Before Bill C-3, Canada had a strict “first-generation limit.”

In simple terms:

  • A Canadian citizen born in Canada could pass citizenship to a child born abroad.

  • But if that child later had children abroad, those grandchildren were usually not Canadian, even if the family had real ties to Canada.

This created difficult outcomes for families who lived outside Canada temporarily for work, study, or caregiving.

Bill C-3 was designed to address this specific issue, not to create a universal new pathway to citizenship.


What changed under Bill C-3?

1. Many people born abroad before December 15, 2025 may now be Canadian automatically

If a person:

  • was born or adopted outside Canada,

  • before December 15, 2025, and

  • had a Canadian parent at the time, but

  • was excluded only because of the old first-generation limit,

then in many cases, that person is now considered a Canadian citizen by operation of law.

They do not apply for citizenship.They apply for proof of citizenship so IRCC can confirm their status.

Whether this applies can depend on documentation, dates, and how the parent acquired citizenship.


2. A new “substantial connection” rule applies going forward

For people born or adopted on or after December 15, 2025, the rules are more restrictive.

If the Canadian parent was also born or adopted outside Canada (second generation or later abroad), that parent must have accumulated:

at least 1,095 days (about three years) of physical presence in Canadabefore the child’s birth or adoption.


If this requirement is met:

  • the child is a Canadian citizen by descent.

If it is not met:

  • the child is not automatically Canadian and would generally need to immigrate first.

This requirement applies to both birth and adoption cases.


What did NOT change (very important)

Despite what is sometimes suggested online:

  • You generally cannot become Canadian because your grandparent was Canadian.

  • You generally cannot become Canadian if your parent became Canadian after you were born.

  • Bill C-3 does not create a retroactive citizenship pathway based on family history alone.

The law addresses generational cut-offs.It does not change the timing requirement for when citizenship must exist.


A common question I receive

“My grandmother later became a Canadian citizen. Can my mother now apply for Canadian citizenship under the new rules?”
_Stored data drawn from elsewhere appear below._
PR #4508, opened 2025-02-19
Support for Node-Specific Restrictions in Fluid

### LINKED ISSUE #4488: [FEATURES] Support for Node-Specific Restrictions in Fluid for K8s 1.31

Fluid should support **Node-Specific Restrictions** as outlined in [Kubernetes Enhancement Proposal ENH-4193](https://github.com/kubernetes/enhancements/issues/4193). This feature will enable Fluid components (e.g., Runtime, Controller, CSI Driver) to dynamically recognize and adhere to node-level restrictions (e.g., allowed Pod types, resource quotas) for Fluid CSI Plugin Daemonset.

xliuqq:
Support for Node-Specific Restrictions in Fluid，and abstracting the relevant code for node modification using a new interface.

fixes #4488

test with k8s version 1.30.

### DIFF
--- a/charts/fluid/fluid/templates/role/csi/rbac.yaml
+++ b/charts/fluid/fluid/templates/role/csi/rbac.yaml
@@ -44,7 +44,7 @@ rules:
   - apiGroups: [""]
     resources: ["events"]
     verbs: ["create", "patch"]
-  {{- if not .Values.csi.useNodeAuthorization }}
+  {{- if and (not .Values.csi.useNodeAuthorization) (semverCompare ">=1.30.0-0" .Capabilities.KubeVersion.Version) }}
   - apiGroups: [""]
     resources: ["nodes"]
     verbs: ["get", "patch"]
--- a/pkg/csi/plugins/driver.go
+++ b/pkg/csi/plugins/driver.go
@@ -23,7 +23,6 @@ import (
 	"path/filepath"
 	"strings"
 
-	"k8s.io/client-go/kubernetes"
 	"sigs.k8s.io/controller-runtime/pkg/client"
 	"sigs.k8s.io/controller-runtime/pkg/manager"
 
@@ -41,7 +40,7 @@ const (
 type driver struct {
 	client               client.Client
 	apiReader            client.Reader
-	nodeAuthorizedClient *kubernetes.Clientset
+	nodeAuthorizedClient NodeAuthorizedClient
 	csiDriver            *csicommon.CSIDriver
 	nodeId, endpoint     string
 
@@ -50,7 +49,7 @@ type driver struct {
 
 var _ manager.Runnable = &driver{}
 
-func NewDriver(nodeID, endpoint string, client client.Client, apiReader client.Reader, nodeAuthorizedClient *kubernetes.Clientset, locks *utils.VolumeLocks) *driver {
+func NewDriver(nodeID, endpoint string, client client.Client, apiReader client.Reader, nodeAuthorizedClient NodeAuthorizedClient, locks *utils.VolumeLocks) *driver {
 	glog.Infof("Driver: %v version: %v", driverName, version)
 
 	proto, addr := utils.SplitSchemaAddr(endpoint)
--- a/pkg/csi/plugins/node_resource_operator.go
+++ b/pkg/csi/plugins/node_resource_operator.go
@@ -1,0 +1,64 @@
+/*
+Copyright 2025 The Fluid Authors.
+
+Licensed under the Apache License, Version 2.0 (the "License");
+you may not use this file except in compliance with the License.
+You may obtain a copy of the License at
+
+    http://www.apache.org/licenses/LICENSE-2.0
+
+Unless required by applicable law or agreed to in writing, software
+distributed under the License is distributed on an "AS IS" BASIS,
+WITHOUT WARRANTIES OR CONDITIONS OF ANY KIND, either express or implied.
+See the License for the specific language governing permissions and
+limitations under the License.
+*/
+
+package plugins
+
+import (
+	"context"
+	corev1 "k8s.io/api/core/v1"
+	metav1 "k8s.io/apimachinery/pkg/apis/meta/v1"
+	"k8s.io/apimachinery/pkg/types"
+	"k8s.io/client-go/kubernetes"
+	"sigs.k8s.io/controller-runtime/pkg/client"
+)
+
+type NodeAuthorizedClient interface {
+	Get(nodeName string) (*corev1.Node, error)
+	Patch(node *corev1.Node, patchType types.PatchType, data []byte) error
+}
+
+// restrictedNodeClient uses node binding token with validating policy to avoid security problems.
+type restrictedNodeClient struct {
+	Client client.Client
+}
+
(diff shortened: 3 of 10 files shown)


xliuqq:
@cheyang @TrafalgarZZZ  any progress ?

cheyang:
First-pass review after nine months of inactivity. The design intent is sound — swapping the kubelet-token trick for a ServiceAccountTokenPodNodeInfo + ValidatingAdmissionPolicy pair on 1.30+ is exactly the direction the Kubernetes security posture is moving — but the PR is not close to merge in its current shape. Blockers: (1) CI is red across build/lint/staticcheck/unittest/e2e/backward-compat because `driver_test.go` was not updated for the new `NodeAuthorizedClient` interface; (2) zero new tests despite this being a feature PR, and no e2e coverage at all; (3) `nativeLog.Fatalf` in the compatibility probe will crash the CSI daemon on any discovery hiccup; (4) a nil-deref reachable through the `IsNotFound` short-circuit; (5) a silent RBAC regression for pre-1.30 users who had `useNodeAuthorization=false`; (6) `isUseKubeletConfig` swallowing non-IsNotExist stat errors. Once CI is green and tests land, this is worth a proper design conversation about the interface name, feature-gate detection, and helm-side guard for pre-1.30 clusters. Also worth confirming with @xliuqq that they are still driving this PR — the last human comment is @cheyang's `/gemini review` from 2026-01-05.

In most cases, the answer is no.

Because the grandmother became Canadian after the mother was born, the mother was not born to a Canadian parent. Bill C-3 does not remove this requirement. Confirming this still depends on exact dates and records.


Final thoughts

Bill C-3 is a meaningful reform, but it is targeted, not universal.

It helps people who:

  • already had a Canadian parent at birth or adoption, and

  • were previously excluded due to technical generational limits.

Many real-world cases still require careful review of timelines, citizenship records, and historical changes in the law.